Find every line containing "const" in the records below and report the tally as a bare number.

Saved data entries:
□ □ □ □
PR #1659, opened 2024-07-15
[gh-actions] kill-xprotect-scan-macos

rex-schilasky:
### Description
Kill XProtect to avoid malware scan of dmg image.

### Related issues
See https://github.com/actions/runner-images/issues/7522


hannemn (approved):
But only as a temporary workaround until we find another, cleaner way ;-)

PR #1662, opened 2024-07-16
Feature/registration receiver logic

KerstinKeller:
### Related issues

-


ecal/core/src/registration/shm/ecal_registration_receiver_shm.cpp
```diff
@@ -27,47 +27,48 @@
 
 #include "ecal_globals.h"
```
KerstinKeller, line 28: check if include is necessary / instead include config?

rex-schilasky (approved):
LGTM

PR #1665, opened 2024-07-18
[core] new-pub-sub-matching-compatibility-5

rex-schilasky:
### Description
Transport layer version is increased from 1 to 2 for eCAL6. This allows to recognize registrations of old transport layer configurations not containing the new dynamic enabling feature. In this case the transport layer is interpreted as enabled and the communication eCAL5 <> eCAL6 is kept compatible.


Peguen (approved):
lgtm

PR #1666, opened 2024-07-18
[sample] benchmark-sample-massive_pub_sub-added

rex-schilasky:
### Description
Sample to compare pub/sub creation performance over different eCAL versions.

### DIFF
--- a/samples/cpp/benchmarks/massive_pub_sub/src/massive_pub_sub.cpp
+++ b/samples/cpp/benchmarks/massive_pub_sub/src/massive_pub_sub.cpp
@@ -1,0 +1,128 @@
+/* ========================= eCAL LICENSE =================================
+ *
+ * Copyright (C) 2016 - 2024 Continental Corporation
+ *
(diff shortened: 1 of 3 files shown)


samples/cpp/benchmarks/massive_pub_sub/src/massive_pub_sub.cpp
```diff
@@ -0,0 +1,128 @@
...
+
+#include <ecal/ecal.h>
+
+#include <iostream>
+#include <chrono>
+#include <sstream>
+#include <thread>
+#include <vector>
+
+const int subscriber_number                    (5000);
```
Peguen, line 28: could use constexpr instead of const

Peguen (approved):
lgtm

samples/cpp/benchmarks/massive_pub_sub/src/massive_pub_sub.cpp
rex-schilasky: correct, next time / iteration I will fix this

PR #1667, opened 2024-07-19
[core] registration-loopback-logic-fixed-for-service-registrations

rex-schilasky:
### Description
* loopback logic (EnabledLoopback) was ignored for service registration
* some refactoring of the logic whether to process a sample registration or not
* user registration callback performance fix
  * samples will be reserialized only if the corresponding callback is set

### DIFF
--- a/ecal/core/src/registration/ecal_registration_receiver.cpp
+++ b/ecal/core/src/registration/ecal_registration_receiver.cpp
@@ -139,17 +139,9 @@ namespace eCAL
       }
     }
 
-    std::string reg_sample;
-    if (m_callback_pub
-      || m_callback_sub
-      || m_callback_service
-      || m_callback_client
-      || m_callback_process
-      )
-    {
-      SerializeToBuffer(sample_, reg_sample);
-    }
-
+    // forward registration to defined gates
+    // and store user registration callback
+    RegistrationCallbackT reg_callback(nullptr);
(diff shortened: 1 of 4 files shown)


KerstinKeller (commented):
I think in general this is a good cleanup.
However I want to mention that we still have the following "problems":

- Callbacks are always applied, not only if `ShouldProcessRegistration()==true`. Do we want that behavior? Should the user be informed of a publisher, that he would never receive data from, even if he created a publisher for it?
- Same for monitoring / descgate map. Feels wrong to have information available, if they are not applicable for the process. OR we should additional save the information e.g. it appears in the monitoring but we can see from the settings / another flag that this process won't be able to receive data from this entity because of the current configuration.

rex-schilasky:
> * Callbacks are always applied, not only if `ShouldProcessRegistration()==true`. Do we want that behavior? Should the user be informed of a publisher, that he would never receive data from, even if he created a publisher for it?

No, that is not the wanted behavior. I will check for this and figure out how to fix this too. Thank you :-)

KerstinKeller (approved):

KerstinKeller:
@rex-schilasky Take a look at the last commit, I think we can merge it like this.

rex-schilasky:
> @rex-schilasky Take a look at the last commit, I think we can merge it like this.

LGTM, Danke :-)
□ □ □ □
▸ **Result of the task**
2